Seu potencial ornamental é imenso, especialmente para o xeriscaping e o paisagismo em regiões de clima quente e seco. A frutificação das árvores femininas é um evento de beleza espetacular, cobrindo a copa de vermelho por um longo período. No entanto, o mesmo alerta dado à sua prima se aplica aqui: devido à presença das formigas agressivas, o Pajéu não deve ser plantado em locais de grande circulação de pessoas.
Na medicina tradicional, a casca e as folhas são utilizadas em chás e banhos por suas propriedades adstringentes, sendo empregadas no tratamento de feridas, febres e inflamações. As próprias formigas, com o ácido fórmico de suas picadas, também são por vezes utilizadas em preparos para o alívio de dores reumáticas.
Cultivo & Propagação do Pajéu
Cultivar um Pajéu é um convite para observar de perto uma das mais fascinantes alianças da natureza e para trazer a beleza rústica do sertão para mais perto. A propagação da Triplaris gardneriana é um processo simples, que reflete sua natureza de pioneira vigorosa.
O ciclo começa com a coleta dos frutos alados, que deve ser feita quando estão maduros e de cor avermelhada. A semente é a pequena noz no centro das asas, que podem ser removidas. As sementes de Pajéu, em geral, não apresentam dormência e germinam com facilidade quando frescas.
A semeadura deve ser feita em um substrato bem drenado, de preferência arenoso, em sacos de mudas ou tubetes. A germinação é rápida, ocorrendo em 2 a 4 semanas. As mudas de Triplaris gardneriana apresentam um crescimento muito rápido e devem ser mantidas a pleno sol, com irrigações regulares em sua fase inicial.
Lembrando sempre que a espécie é dioica, para a produção de frutos ornamentais é necessário o plantio de indivíduos masculinos e femininos. O plantio do Pajéu é ideal para a recuperação de áreas de Caatinga e Cerrado, para a formação de cercas-vivas defensivas (devido às formigas) em propriedades rurais e para o paisagismo em grandes áreas, onde sua beleza e sua história podem ser apreciadas com segurança.
É fascinante observar que as mudas, mesmo com poucos centímetros, já podem ser colonizadas por suas formigas parceiras, que encontram na jovem planta o início de um novo reino a ser defendido, uma aliança que começa no berçário e dura por toda a vida da árvore.

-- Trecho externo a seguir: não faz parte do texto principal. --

PR #1187, opened 2019-07-06
Pass CMAKE_GENERATOR_PLATFORM to third-party build if set

ihnorton:
*Issue #, if available:*

Specifically resolves an issue I encountered while building the SDK within a larger project.

May also help with https://github.com/aws/aws-sdk-cpp/pull/1087 (in combination with adding `-A x64` to the CMake call creating the AWSSDK project in conan).

*Description of changes:*

Pass the `CMAKE_GENERATOR_PLATFORM` to the `execute_process` calls used to create cmake projects for the `third-party` builds, if that parameter has been set. This fixes an issue I observed when setting the top-level generator to `Visual Studio 15 2017` (rather than `Visual Studio 15 2017 Win64`), where the third-party modules were all built as 32-bit x86 objects, causing LNK2019 errors.

### DIFF
--- a/CMakeLists.txt
+++ b/CMakeLists.txt
@@ -133,6 +133,9 @@ if (BUILD_DEPS)
             set(AWS_DEPS_INSTALL_DIR ${CMAKE_CURRENT_BINARY_DIR}/.deps/install CACHE STRING "A string describes the path where 3rd-party dependencies will be or have been installed")
         endif()
     endif()
+    if (DEFINED CMAKE_GENERATOR_PLATFORM AND "${CMAKE_GENERATOR}" MATCHES "Visual Studio.*")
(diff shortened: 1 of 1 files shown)


ihnorton:
Note that the underlying issue here is, per the CMake documentation:

> The default target platform name (architecture) is Win32.

https://cmake.org/cmake/help/latest/generator/Visual%20Studio%2015%202017.html

So currently the only way I can see to specify the target platform for the third-party build, at least when using the Visual Studio 2017 generator, is to specify `Visual Studio 15 2017 Win64`. However, that generator specification is mutually exclusive with using the "modern cmake" with the `-A x64` argument.

ihnorton:
Bump

singku:
This has been merged.

Issue #1196, opened 2019-07-17
Disabled URL Encoding of Reserved Characters Caused Signature Mismatch on Some S3-Compatible Storage Servers


shanebarnes:
Are there any plans to enable URL encoding of reserved characters (e.g., $, @, &, ...) in the SDK core?

In https://github.com/aws/aws-sdk-cpp/blob/master/aws-cpp-sdk-core/source/http/URI.cpp#L124

```
            switch(c)
            {
                // §2.3 unreserved characters
                case '-': case '_': case '.': case '~':
                // The path section of the URL allow reserved characters to appear unescaped
                // RFC 3986 §2.2 Reserved characters
                // NOTE: this implementation does not accurately implement the RFC on purpose to accommodate for
                // discrepancies in the implementations of URL encoding between AWS services for legacy reasons.
                case '$': case '&': case ',':
                case ':': case '=': case '@':
                    ss << c;
                    break;
                default:
                    ss << '%' << std::setfill('0') << std::setw(2) << (int)((unsigned char)c) << std::setw(0);
            }
```

Files with reserved characters, for example, `my@file.bin`, are uploaded to S3 successfully but the request path is not URL encoded (e.g., `PUT /my-bucket/my@file.bin HTTP/1.1`). However, some third party S3-compatible storage services (SwiftStack) fail with a signature mismatch because the SDK does not URL encode the path.

It looks like the Python botocore package does enable URL encoding for reserved characters so I am just curious if the C++ SDK will enable URL encoding for reserved characters as well.

### What platform/OS are you using?

I am using Linux and macOS platforms:

* CentOS 7.5, and
* macOS 10.14

### Which version of the SDK?

1.7.138 (https://github.com/aws/aws-sdk-cpp/tree/1.7.138)

### What compiler are you using? what version?

On Linux, I am using g++ 4.9.2. On macOS, I am using Xcode 10.

### Can you provide a TRACE level log? (sanitize any sensitive information)

KaibaLopez:
Hi @shanebarnes, thanks for pointing this out.
It might be a bug, I will take a look at it and as always, we're open for contributions, if you have a solution for this in mind.

PR #1202, opened 2019-07-19
core-http-uri: percent encode reserved characters in URL paths as sug…

shanebarnes:
…gested by S3 guidelines

*Issue #, if available:*

This PR addresses issue #1196 when using the S3 library with S3-compatible storage servers (e.g., SwiftStack) that require reserved characters in object key names (e.g., my@file.txt) to be percent encoded in order to prevent a signing mismatch.

It is worth noting that the AWS CLI (e.g., botocore) does percent encode S3 object key names that contain reserved characters.

*Description of changes:*

The percent encoding of URL paths algorithm was modified to be compliant with S3 guidelines which indicates that reserved characters, as defined in RFC 3986, probably require encoding. The algorithm currently prevents encoding of six reserved characters in URL paths (`$`, `&`, `,`, `:`, `=`, and `@`) for legacy reasons related to AWS services.   

### DIFF
--- a/aws-cpp-sdk-core-tests/http/URITest.cpp
+++ b/aws-cpp-sdk-core-tests/http/URITest.cpp
@@ -188,7 +188,7 @@ TEST(URITest, TestParseWithColon)
     EXPECT_STREQ("test.com", uri.GetAuthority().c_str());
     EXPECT_EQ(443, uri.GetPort());
     EXPECT_STREQ("/path/1234:_Some_Path", uri.GetPath().c_str());
-    EXPECT_STREQ(strUri, uri.GetURIString().c_str());
+    EXPECT_STREQ("https://test.com/path/1234%3A_Some_Path", uri.GetURIString().c_str());
 
     const char* strUriWithPort = "https://test.com:8080/path/1234:_Some_Path";
     URI uriWithPort(strUriWithPort);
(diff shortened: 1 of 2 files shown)


shanebarnes:
@singku Good question. Based on the comment in the existing code that I have changed, it is difficult to tell what legacy services could potentially break. My assumption, which could be a bad one, is that there is unit test coverage for services that require unencoded URL paths for some reserved characters.

@marcomagdy Can you comment on services that still require URL paths with unencoded reserved characters?

marcomagdy:
We can't take this patch as is because it would break services like Greengrass that happens to have a '$' as part of its API URI. Encoding it would result in signature mismatch errors. 
See https://docs.aws.amazon.com/greengrass/latest/apireference/resetdeployments-post.html and https://docs.aws.amazon.com/greengrass/latest/apireference/stopbulkdeployment-put.html

The fix would be in the S3 specific code. And since S3's code is auto-generated, then you/we would need to patch the code generator template files https://github.com/aws/aws-sdk-cpp/blob/master/code-generation/generator/src/main/resources/com/amazonaws/util/awsclientgenerator/velocity/cpp/xml/rest/

To be completely honest, this will not be a priority of ours since it's not affecting S3. However, we would happily take a patch, although I understand that adds a burden of figuring out the Java  code generator logic, etc.

shanebarnes:
Thanks for the explanation, @marcomagdy. I will look into creating a patch specifically for the S3 code.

Referências utilizadas para o Pajéu
Esta descrição detalhada da Triplaris gardneriana foi construída com base em fontes científicas de alta credibilidade e na rica documentação ecológica sobre as plantas da Caatinga e do Cerrado. O objetivo foi criar um retrato completo que celebra a beleza rústica, a fascinante biologia e a importância ecológica desta árvore-fortaleza do semiárido. As referências a seguir são a base de conhecimento que sustenta esta narrativa.
• Melo, E. Polygonaceae in Flora e Funga do Brasil. Jardim Botânico do Rio de Janeiro. Disponível em: <https://florabrasil.jbrj.gov.br/FB20606>. Acesso em: 23 jul. 2025. (Fonte primária para dados taxonômicos, morfológicos e de distribuição oficial).
• Brandbyge, J. 1986. A revision of the genus *Triplaris* (Polygonaceae). Nordic Journal of Botany, 6(5), 545-570. (A mais completa revisão do gênero, fundamental para esta descrição).
• Queiroz, L.P. de. 2009. Leguminosas da Caatinga. Universidade Estadual de Feira de Santana, Feira de Santana. (Embora seja uma Polygonaceae, este livro contextualiza a flora da Caatinga, seu principal habitat).
• Maia, G.N. 2012. Caatinga: árvores e arbustos e suas utilidades. 2ª ed. D&Z, Fortaleza. (Referência sobre os usos etnobotânicos de plantas da Caatinga, como o Pau-formiga/Pajéu).
• Benson, W.W. 1985. Amazon ant-plants. In: Prance, G.T. & Lovejoy, T.E. (eds.). Amazonia. Pergamon Press, Oxford. pp. 239-266. (Referência sobre a diversidade de plantas-formiga, incluindo *Triplaris*).
• Weddell, H.A. 1849. Additions a la flore de l’Amerique du Sud. Annales des Sciences Naturelles; Botanique, sér. 3, 13, 249-270. (Publicação onde a espécie foi originalmente descrita).